Surprisingly, these resistant bacteria turn to succumb to antibiotics that are not readily available in veterinary medicine. In an attempt to solve the problem on their farms, poultry farmers resort to the use of readily available human formulations for their birds. The implications of this practice in humans cannot be underestimated.

Unfortunately, there are no structured systems aimed at regulating farmers access to veterinary drugs and biologicals; this makes veterinary personnel get trapped in a vicious cycle.

A case study in Ghana indicated the presence of resistant strains of Escherichia coli and Klebsiella pneumonia in chicken meat.

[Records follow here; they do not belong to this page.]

PR #44124, opened 2022-07-06
Quantize shape operator

zuzg:
### PR types
New features

### PR changes
OPs

### Describe
Quantize shape operator, this could speed up faster_rcnn_r50_fpn_1x_coco.

PR #47119, opened 2022-10-18
[cherry-pick] Fix quantize model deploy bug in MKLDNN

yeliang2258:
### PR types

Performance optimization

### PR changes

OPs 
### Describe

refs https://github.com/PaddlePaddle/Paddle/pull/45920

### DIFF
--- a/paddle/fluid/framework/ir/mkldnn/cpu_quantize_pass.cc
+++ b/paddle/fluid/framework/ir/mkldnn/cpu_quantize_pass.cc
@@ -348,8 +348,10 @@ void CPUQuantizePass::GetQuantInfo(Graph* graph) const {
   }
 }
 
-void CPUQuantizePass::QuantizeConv(Graph* graph,
-                                   bool with_residual_data) const {
+void CPUQuantizePass::QuantizeConv(
+    Graph* graph,
+    bool with_residual_data,
+    std::vector<std::string>* changed_weight) const {
   GraphPatternDetector gpd;
   auto pattern = gpd.mutable_pattern();
   patterns::ConvResidual conv_pattern{pattern, name_scope_};
@@ -425,11 +427,11 @@ void CPUQuantizePass::QuantizeConv(Graph* graph,
 
     // If the scale value of a weight is already multiplied by S8_MAX, it does
     // not need to be multiplied again
-    if (std::find(change_weight_->begin(),
-                  change_weight_->end(),
-                  conv_filter->Name()) == change_weight_->end()) {
+    if (std::find(changed_weight->begin(),
+                  changed_weight->end(),
+                  conv_filter->Name()) == changed_weight->end()) {
       eigen_tensor *= static_cast<double>(S8_MAX);
-      change_weight_->push_back(conv_filter->Name());
+      changed_weight->push_back(conv_filter->Name());
     }
 
     std::vector<float> filter_scale{
@@ -1174,9 +1176,12 @@ void CPUQuantizePass::ApplyImpl(ir::Graph* graph) const {
       param_scope(),
       platform::errors::InvalidArgument("Scope cannot be nullptr."));
 
+  // Save the scale values of which weights have been processed to avoid
+  // secondary processing
+  std::vector<std::string> changed_weight = {};
   GetQuantInfo(graph);
-  QuantizeConv(graph, false /* with_residual_data */);
-  QuantizeConv(graph, true /* with_residual_data */);
+  QuantizeConv(graph, false /* with_residual_data */, &changed_weight);
+  QuantizeConv(graph, true /* with_residual_data */, &changed_weight);
   QuantizePool(graph);
   QuantizeConcat(graph);
   QuantizePriorBox(graph);
--- a/paddle/fluid/framework/ir/mkldnn/cpu_quantize_pass.cc
+++ b/paddle/fluid/framework/ir/mkldnn/cpu_quantize_pass.cc
@@ -422,7 +422,16 @@ void CPUQuantizePass::QuantizeConv(Graph* graph,
     auto filter_scale_tensor = GetScaleTensorForNode(conv_filter);
     EigenVectorArrayMap eigen_tensor{filter_scale_tensor.data<double>(),
                                      filter_scale_tensor.numel()};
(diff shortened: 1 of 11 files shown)


paddle/fluid/framework/ir/mkldnn/params_quantization_mkldnn_pass.cc
```diff
@@ -52,36 +52,25 @@ bool HasBias(ir::Node* conv_op) {
...
-      conv_op->Op()->GetAttrIfExists<std::vector<float>>(scales_attr_name);
-
-  auto* tensor = scope->GetVar(input_name)->GetMutable<LoDTensor>();
-  QuantizeParams<T>(tensor, scales);
-
-  conv_op->Op()->SetAttr(scales_attr_name, std::vector<float>(1, 1));
+  auto var = scope->GetVar(input_name);
+  if (var->Get<LoDTensor>().dtype() != phi::DataType::FLOAT32) {
+    VLOG(0) << "Skipping convolution filter: " << input_name
+            << " because it is detected again.";
```
sfraczek: QuantizeConvInput is called for both filters and biases so I think this message might be printed twice now and will say filter even when it may be bias. The reason for this if check was to quit early if the same conv pattern was detected twice. Now the handler code might be executed twice and it will just skip only quantization of weights and biases but in the end the counter will show it as quantized so the LOG will say that more conv ops were quantized than actually exist in the model.

paddle/fluid/framework/ir/mkldnn/params_quantization_mkldnn_pass.cc
```diff
@@ -52,36 +52,25 @@ bool HasBias(ir::Node* conv_op) {
...
+    conv_op->Op()->SetAttr(scales_attr_name, std::vector<float>(1, 1));
```
sfraczek: this line is duplicated in the else branch

paddle/fluid/framework/ir/mkldnn/cpu_quantize_pass.cc
```diff
@@ -1170,7 +1186,6 @@ void CPUQuantizePass::ApplyImpl(ir::Graph* graph) const {
   QuantizeImmutable(graph, "reshape2", "X");
   QuantizeImmutable(graph, "transpose2", "X");
   QuantizeImmutable(graph, "slice", "Input");
-  QuantizeImmutable(graph, "shape", "Input");
```
sfraczek, line 1171: If shape is to be never quantized, you could remove it from all other places where it was added here
https://github.com/PaddlePaddle/Paddle/pull/44124/files

paddle/fluid/framework/ir/mkldnn/cpu_quantize_pass.h
```diff
@@ -110,6 +110,11 @@ class CPUQuantizePass : public FusePassBase {
   VarQuantScale string_pair_map = {};
   VarQuantScale* const var_quant_scales_ = &string_pair_map;
 
+  // Save the scale values of which weights have been processed to avoid
+  // secondary processing
+  std::vector<std::string> change_weight = {};
+  std::vector<std::string>* const change_weight_ = &change_weight;
```
sfraczek: Does it need both value and pointer?

yeliang2258: Because all modifications must be done through pointers

paddle/fluid/framework/ir/mkldnn/params_quantization_mkldnn_pass.cc
yeliang2258: Thanks, Done

paddle/fluid/framework/ir/mkldnn/params_quantization_mkldnn_pass.cc
yeliang2258: Done

paddle/fluid/framework/ir/mkldnn/cpu_quantize_pass.h
sfraczek: But why here?

paddle/fluid/framework/ir/mkldnn/params_quantization_mkldnn_pass.cc
sfraczek: Maybe I was wrong about the second part. Maybe it's not detected twice. The ConvResidual pattern used might be working correctly as opposed to Conv pattern in int8_scale_calculation_mkldnn_pass. If so, it will display correct number of detected ops and just avoid quantizing them again. So it seems good to me.

paddle/fluid/framework/ir/mkldnn/cpu_quantize_pass.h
yeliang2258: thanks, i updated the code

paddle/fluid/framework/ir/mkldnn/params_quantization_mkldnn_pass.cc
```diff
@@ -52,35 +52,23 @@ bool HasBias(ir::Node* conv_op) {
...
                        const std::string& scales_attr_name) {
-  const auto scales =
-      conv_op->Op()->GetAttrIfExists<std::vector<float>>(scales_attr_name);
-
-  auto* tensor = scope->GetVar(input_name)->GetMutable<LoDTensor>();
-  QuantizeParams<T>(tensor, scales);
-
+  auto var = scope->GetVar(input_name);
+  if (var->Get<LoDTensor>().dtype() != phi::DataType::FLOAT32) {
+    VLOG(0) << "Skipping quantize the input: " << input_name
```
jiangjiajun: 删除

jiangjiajun (changes requested):

paddle/fluid/framework/ir/mkldnn/params_quantization_mkldnn_pass.cc
yeliang2258: Done

jiangjiajun (approved):
LGTM

ZeyuChen (approved):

Interviews with farmers in the aquaculture industry indicated that antibiotics are added to feed for growth promotion, either directly to the ponds or cages, for the purpose of disease prevention or control. The indication for use of antibiotics and the choice of a particular one to use is normally done without consultation with qualified animal health professionals. Approximately, 80 % of antibiotics used in aquaculture end up in the environment with their activity intact.

A study conducted in the Greater Accra Region of Ghana on healthy human subjects indicated that 74.2% of the study subjects demonstrated the presence of antibiotic residues in their urine; although, all the study participants had not knowingly consumed antibiotics. This implies that about 75% of the study participants were taking antibiotics unknowingly from their food and water.